* [DATA EXCERPTS]

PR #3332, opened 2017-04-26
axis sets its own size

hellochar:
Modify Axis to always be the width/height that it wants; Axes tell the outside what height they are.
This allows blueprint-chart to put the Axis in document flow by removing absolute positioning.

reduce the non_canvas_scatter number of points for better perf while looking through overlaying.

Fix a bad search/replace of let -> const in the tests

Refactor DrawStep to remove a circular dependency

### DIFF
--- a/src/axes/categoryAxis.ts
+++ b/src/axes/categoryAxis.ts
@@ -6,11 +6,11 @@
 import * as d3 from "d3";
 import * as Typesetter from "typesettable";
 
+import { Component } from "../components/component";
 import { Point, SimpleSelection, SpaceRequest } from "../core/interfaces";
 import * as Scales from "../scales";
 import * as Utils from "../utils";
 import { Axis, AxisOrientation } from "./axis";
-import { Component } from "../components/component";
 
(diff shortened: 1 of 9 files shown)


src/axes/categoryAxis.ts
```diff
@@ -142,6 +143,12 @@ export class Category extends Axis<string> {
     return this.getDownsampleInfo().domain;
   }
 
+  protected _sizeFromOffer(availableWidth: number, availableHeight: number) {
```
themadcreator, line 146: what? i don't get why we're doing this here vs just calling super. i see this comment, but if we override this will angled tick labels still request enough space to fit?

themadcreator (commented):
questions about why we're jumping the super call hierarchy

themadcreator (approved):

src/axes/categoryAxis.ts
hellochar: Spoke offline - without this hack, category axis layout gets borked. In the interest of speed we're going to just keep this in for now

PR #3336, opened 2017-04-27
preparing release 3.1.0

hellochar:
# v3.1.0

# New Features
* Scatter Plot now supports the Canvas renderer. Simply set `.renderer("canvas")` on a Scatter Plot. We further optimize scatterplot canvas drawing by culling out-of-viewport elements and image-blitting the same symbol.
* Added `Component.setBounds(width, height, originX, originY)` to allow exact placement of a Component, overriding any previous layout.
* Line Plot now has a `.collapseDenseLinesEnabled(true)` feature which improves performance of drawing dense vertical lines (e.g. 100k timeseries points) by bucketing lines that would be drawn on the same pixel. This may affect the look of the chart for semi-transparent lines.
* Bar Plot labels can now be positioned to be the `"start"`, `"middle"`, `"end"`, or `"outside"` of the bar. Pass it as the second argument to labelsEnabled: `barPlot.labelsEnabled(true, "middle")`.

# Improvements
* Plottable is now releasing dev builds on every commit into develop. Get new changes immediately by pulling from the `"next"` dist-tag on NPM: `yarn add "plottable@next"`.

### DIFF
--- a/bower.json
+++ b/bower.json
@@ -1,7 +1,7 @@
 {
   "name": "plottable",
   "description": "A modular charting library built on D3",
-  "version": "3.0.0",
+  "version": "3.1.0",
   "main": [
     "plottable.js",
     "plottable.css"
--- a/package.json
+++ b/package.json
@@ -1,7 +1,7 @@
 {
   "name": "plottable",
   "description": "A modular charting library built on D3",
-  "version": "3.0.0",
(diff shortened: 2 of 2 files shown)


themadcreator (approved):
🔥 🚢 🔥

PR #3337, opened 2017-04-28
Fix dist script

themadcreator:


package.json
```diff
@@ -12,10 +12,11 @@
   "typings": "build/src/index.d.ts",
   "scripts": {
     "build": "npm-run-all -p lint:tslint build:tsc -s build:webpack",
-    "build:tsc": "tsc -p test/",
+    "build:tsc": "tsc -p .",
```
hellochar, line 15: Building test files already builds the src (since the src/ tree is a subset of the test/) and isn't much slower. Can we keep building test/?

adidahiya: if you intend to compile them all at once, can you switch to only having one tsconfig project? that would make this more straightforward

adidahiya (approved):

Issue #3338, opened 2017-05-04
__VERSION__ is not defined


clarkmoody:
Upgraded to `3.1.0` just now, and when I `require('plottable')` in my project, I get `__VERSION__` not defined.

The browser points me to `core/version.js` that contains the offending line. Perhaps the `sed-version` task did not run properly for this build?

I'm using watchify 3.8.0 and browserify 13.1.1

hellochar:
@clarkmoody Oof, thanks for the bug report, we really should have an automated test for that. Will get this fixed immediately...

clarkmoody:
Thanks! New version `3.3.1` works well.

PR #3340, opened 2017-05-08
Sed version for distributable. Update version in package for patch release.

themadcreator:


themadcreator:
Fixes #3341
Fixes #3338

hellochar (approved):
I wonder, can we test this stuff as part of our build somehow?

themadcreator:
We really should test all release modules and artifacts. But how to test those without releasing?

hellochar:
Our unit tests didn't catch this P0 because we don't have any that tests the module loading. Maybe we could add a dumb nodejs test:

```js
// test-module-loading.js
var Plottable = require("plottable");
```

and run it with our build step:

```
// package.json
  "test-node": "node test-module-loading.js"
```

==

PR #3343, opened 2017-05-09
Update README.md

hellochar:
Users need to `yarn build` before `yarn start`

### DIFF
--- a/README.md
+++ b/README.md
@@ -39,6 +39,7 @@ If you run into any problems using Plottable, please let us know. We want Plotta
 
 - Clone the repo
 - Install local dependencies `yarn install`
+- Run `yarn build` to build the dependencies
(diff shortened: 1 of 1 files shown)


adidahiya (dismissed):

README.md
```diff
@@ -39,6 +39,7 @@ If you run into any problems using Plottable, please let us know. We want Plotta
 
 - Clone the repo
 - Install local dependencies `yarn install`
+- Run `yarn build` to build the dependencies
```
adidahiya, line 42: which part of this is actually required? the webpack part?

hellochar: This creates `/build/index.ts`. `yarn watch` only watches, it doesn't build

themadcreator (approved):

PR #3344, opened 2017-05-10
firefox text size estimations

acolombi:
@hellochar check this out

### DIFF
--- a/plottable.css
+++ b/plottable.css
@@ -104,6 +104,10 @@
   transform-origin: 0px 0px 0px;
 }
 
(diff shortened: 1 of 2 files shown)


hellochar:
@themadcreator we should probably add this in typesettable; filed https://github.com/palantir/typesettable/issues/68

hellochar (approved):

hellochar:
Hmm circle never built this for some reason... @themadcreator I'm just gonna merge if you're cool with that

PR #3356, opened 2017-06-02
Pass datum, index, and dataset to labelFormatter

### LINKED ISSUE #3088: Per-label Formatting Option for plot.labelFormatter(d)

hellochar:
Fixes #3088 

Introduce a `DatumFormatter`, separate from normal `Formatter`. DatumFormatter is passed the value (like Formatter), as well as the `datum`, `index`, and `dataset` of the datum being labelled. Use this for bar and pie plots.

* [WORK REQUEST]
Locate the word "immediately" in the entries, and copy every line where it is found.

* [OUTPUT FOR THIS TASK]
* Plottable is now releasing dev builds on every commit into develop. Get new changes immediately by pulling from the `"next"` dist-tag on NPM: `yarn add "plottable@next"`.
@clarkmoody Oof, thanks for the bug report, we really should have an automated test for that. Will get this fixed immediately...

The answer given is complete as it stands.